The Macdonald-Laurier Institute’s Leading Economic Indicator (LEI), a tool designed to predict changes in the Canadian business cycle, rose by 0.2 percent in September. The mild relative decrease in LEI growth from the previous month continued into September. This is the fifth month in a row that the LEI has risen roughly the same amount, and the eighth consecutive month of LEI growth.
With the LEI rising a total of 1.7 percent since March, Canadians can be hopeful of a continued recovery towards the end of 2019, reflecting a mild improvement from the dismal end to 2018.

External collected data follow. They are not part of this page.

PR #2126, opened 2020-10-20
Update crosshairs UI and fix bug where you could scroll offscreen.

JamesAPetts:
Update to react-vtkjs-viewport 0.14.1 to get this patch: https://github.com/OHIF/react-vtkjs-viewport/pull/121

Remove now unneeded rotate tool.

### DIFF
--- a/extensions/vtk/package.json
+++ b/extensions/vtk/package.json
@@ -50,7 +50,7 @@
   "dependencies": {
     "@babel/runtime": "^7.5.5",
     "lodash.throttle": "^4.1.1",
-    "react-vtkjs-viewport": "^0.14.0"
+    "react-vtkjs-viewport": "^0.14.1"
   },
   "devDependencies": {
     "@ohif/core": "^2.10.7",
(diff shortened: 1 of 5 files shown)


salimkanoun:
very nice,
Small question, the zoom is available in right click, this is nice.
How can we pan the zoomed image ? Do you plan a mouse shortcut for this ?

JamesAPetts:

“Meagre economic growth continues to be the norm,” says LEI author and Munk Senior Fellow Philip Cross. “While the leading index points to continuing growth in the second half of the year, it is a slow growth that is not likely to bring widespread benefit.”
While gains in the housing market were responsible for previous LEI growth, the housing index has slowed noticeably with fewer newbuild units. However, consumer sentiment remained buoyant, largely due to improvements in labour market conditions.

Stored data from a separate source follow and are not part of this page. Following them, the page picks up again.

Issue #2132, opened 2020-10-23
Some tags in DICOM Tag Browser have VR type "xs"


JamesAPetts:
In the [dictionary used to build the tag browser](https://raw.githubusercontent.com/dcmjs-org/dcmjs/master/src/dictionary.js) some fields have VR of xs, e.g. `SmallestImagePixelValue`. It seems some of these fields can be multiple VRs: https://dicom.innolitics.com/ciods/cr-image/general-image/00880200/00280106

`dcmjs` seems to cast these to other types somewhere:
https://github.com/dcmjs-org/dcmjs/blob/a091a51c4506f53fa07e3f0e932aff8ec29c9c96/src/ValueRepresentation.js#L211-L213

![image (5)](https://user-images.githubusercontent.com/25818497/97022091-9915b800-154b-11eb-97ef-ced484828cca.png)

We should see what the actual VR of these fields are of the actual DICOM here:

“There has been cause for concern that a drop in the housing market might cause a dip in the economic outlook,” says Cross. “However, it seems the economy has made some gains in other areas.”
Yet there are other causes of concern. External demand for commodities was weak heading into September, with commodity prices falling again. Overall, manufacturing remained sluggish.
What does this mean for the economy? According to Cross, despite a slowdown in important sectors of the economy, the end of 2019 should continue to show modestly positive economic growth overall.
“While the economic growth factors might be in flux, the LEI is consistently pointing to modest gains in Canada’s economic future.”